— INFORMATION SUPPLIED —
━━━━━━━━
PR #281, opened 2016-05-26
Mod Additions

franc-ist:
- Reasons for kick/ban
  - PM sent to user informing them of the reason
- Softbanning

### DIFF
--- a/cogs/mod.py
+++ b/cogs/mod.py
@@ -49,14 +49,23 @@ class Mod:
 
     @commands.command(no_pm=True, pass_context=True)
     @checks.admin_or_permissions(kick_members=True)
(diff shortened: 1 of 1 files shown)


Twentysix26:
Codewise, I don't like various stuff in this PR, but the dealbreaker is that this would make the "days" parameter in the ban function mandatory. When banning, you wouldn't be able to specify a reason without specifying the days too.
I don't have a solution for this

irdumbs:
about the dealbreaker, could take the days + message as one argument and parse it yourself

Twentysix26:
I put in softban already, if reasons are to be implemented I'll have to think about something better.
━━━━━━━━
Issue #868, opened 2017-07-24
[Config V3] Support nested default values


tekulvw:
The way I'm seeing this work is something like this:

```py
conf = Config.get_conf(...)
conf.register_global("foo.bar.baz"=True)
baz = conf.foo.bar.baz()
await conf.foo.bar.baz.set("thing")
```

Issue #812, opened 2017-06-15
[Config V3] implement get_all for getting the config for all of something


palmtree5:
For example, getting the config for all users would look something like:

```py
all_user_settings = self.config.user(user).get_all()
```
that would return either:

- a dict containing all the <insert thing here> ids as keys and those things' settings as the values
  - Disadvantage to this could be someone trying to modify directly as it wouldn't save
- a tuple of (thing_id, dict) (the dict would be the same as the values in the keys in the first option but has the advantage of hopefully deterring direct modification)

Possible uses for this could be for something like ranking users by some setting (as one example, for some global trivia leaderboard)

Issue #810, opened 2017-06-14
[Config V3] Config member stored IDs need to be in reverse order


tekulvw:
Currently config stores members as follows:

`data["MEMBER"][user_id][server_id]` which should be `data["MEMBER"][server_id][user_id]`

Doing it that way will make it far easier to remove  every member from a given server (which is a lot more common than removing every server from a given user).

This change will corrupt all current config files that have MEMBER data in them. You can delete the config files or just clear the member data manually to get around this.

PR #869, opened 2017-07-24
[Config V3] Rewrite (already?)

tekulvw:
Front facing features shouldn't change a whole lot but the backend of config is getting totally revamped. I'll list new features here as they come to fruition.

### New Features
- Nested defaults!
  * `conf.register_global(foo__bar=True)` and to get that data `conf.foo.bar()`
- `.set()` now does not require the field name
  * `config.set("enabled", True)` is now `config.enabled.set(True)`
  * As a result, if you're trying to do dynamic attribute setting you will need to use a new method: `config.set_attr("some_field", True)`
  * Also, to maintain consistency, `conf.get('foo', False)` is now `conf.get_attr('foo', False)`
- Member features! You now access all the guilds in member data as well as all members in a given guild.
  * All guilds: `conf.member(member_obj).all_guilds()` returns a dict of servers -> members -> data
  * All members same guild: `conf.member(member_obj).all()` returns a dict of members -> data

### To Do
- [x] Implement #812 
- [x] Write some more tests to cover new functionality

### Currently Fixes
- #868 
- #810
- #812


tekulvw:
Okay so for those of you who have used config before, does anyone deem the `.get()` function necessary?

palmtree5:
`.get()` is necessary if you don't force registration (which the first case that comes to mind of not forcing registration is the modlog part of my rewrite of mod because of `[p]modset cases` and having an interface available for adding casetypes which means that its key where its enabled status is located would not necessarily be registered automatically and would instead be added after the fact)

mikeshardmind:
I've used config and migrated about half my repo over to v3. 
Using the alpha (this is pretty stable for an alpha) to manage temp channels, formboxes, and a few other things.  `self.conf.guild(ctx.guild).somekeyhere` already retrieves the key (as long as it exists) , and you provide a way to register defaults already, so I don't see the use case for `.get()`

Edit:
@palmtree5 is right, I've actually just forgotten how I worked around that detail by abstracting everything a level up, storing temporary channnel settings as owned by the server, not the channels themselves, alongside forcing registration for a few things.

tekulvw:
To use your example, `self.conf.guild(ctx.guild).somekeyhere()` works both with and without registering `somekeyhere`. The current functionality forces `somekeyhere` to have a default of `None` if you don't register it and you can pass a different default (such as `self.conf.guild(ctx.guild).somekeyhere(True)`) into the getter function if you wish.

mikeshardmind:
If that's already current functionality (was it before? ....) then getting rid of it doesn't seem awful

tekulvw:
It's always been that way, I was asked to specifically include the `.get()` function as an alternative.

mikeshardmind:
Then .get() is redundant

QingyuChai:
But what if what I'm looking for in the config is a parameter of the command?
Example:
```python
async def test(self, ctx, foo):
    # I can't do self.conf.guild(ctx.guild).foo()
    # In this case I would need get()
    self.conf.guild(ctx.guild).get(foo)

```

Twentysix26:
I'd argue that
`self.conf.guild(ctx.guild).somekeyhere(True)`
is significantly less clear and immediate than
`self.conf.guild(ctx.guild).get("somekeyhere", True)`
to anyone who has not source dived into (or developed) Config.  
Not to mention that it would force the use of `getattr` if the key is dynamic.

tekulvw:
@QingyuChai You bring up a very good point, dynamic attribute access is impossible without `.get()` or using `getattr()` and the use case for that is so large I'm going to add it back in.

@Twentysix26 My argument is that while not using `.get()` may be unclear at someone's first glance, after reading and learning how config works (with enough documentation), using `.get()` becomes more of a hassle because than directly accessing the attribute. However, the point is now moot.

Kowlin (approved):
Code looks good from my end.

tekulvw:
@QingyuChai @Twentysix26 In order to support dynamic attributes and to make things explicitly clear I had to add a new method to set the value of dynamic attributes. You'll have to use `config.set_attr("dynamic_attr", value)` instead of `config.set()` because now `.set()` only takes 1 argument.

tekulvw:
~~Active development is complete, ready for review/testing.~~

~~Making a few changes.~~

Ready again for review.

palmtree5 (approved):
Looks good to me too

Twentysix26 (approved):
━━━━━━━━
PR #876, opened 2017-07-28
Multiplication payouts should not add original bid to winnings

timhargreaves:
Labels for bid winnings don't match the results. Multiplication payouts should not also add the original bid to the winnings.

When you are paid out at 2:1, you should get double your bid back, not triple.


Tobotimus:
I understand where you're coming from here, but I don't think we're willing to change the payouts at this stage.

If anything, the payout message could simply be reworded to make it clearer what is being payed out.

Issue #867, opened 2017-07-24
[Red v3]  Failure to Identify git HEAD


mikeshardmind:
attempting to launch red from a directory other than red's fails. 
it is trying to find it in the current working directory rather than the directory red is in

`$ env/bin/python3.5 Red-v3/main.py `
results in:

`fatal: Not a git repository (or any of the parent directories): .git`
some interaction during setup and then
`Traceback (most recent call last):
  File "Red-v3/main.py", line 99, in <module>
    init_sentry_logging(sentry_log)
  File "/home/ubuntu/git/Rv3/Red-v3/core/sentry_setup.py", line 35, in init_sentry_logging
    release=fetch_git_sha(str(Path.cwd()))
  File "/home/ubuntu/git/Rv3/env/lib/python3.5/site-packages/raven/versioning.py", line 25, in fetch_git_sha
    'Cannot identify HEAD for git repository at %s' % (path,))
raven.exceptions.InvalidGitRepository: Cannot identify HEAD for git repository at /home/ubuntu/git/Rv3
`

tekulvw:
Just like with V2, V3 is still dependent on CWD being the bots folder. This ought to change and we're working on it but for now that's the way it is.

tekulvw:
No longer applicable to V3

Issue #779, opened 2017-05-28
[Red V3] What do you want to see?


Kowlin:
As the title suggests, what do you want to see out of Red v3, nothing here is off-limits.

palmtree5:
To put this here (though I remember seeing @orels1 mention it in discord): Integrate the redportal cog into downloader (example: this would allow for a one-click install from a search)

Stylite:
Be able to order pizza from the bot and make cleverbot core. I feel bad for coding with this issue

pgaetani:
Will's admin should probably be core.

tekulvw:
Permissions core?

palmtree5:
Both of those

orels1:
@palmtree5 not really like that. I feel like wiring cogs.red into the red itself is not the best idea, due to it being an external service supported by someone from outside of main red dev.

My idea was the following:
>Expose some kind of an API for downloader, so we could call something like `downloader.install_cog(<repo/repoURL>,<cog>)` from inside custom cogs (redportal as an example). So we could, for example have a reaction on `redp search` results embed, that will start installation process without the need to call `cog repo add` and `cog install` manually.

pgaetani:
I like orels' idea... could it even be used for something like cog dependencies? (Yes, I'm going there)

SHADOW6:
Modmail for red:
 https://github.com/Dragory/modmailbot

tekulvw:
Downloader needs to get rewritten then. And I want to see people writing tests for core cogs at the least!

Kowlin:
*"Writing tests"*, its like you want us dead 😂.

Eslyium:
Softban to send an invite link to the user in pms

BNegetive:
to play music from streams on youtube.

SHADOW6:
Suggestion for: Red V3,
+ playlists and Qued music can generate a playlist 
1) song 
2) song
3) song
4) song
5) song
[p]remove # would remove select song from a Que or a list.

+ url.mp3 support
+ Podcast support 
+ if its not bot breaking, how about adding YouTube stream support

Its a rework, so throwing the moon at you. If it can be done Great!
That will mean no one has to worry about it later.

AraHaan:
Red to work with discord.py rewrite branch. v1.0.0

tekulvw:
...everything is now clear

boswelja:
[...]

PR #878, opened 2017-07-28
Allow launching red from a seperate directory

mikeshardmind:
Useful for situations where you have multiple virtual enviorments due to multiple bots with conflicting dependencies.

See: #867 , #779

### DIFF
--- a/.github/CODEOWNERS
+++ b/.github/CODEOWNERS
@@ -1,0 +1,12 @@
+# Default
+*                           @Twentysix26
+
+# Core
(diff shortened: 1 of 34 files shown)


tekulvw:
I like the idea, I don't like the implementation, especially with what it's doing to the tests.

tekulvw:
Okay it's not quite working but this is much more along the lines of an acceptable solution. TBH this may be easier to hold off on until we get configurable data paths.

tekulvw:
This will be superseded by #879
━━━━━━━━
— EXERCISE DETAILS —
Which of the lines above hold the string "remove"? Pick each of them out.

— REPLY —
Doing it that way will make it far easier to remove  every member from a given server (which is a lot more common than removing every server from a given user).
[p]remove # would remove select song from a Que or a list.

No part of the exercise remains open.